Enforcing a 15% minimum tax rate among nations who agree to the plan could generate $150 billion in additional revenue, according to OECD estimates. Moreover, the agreement would provide additional benefits through ensuring stability and certainty for taxpayers and governments.
Advocates, especially in the private sector, have argued that tax competition is beneficial to overall economic growth.

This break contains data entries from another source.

PR #2520, opened 2025-09-09
Preact: Do not autojoin deleted rooms

ISenseAura:
Bug:
Auto joins deleted room, does not remove it from autojoin list by closing room.

Steps to reproduce:

1. Create groupchat/room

The head of the OECD said setting a floor on tax rates doesn’t eliminate competition.
“This package does not eliminate tax competition, as it should not, but it does set multilaterally agreed limitations on it,” Secretary-General Mathias Cormann said in a statement. “It also accommodates the various interests across the negotiating table, including those of small economies and developing jurisdictions.”
When would this happen?
Further details on the plan are expected to be hammered out at the G-20 summit in October, with participating nations targeting 2023 for implementation.
“It is in everyone’s interest that we reach a final agreement among all Inclusive Framework Members [139 countries] as scheduled later this year,” Cormann said.
Could this lead to further tax reform?
America’s labyrinthine tax codes have recently come under scrutiny after a ProPublica report in June unveiled how some of the nation’s wealthiest individuals avoid paying taxes on their wealth gains using entirely legal accounting maneuvers.
Although a separate issue, Biden and Yellen signaled that domestic tax reform could be next.
“We have a chance now to build a global and domestic tax system that lets American workers and businesses compete and win in the world economy,” Yellen stated.
Biden, meanwhile, called on lawmakers to implement his tax plan that, among other things, raises corporate rates to 28%.
“Building on this agreement will also require us to take action here at home,” Biden stated. “It’s imperative that we reform our own corporate tax laws, as I proposed in my Made in America tax plan.”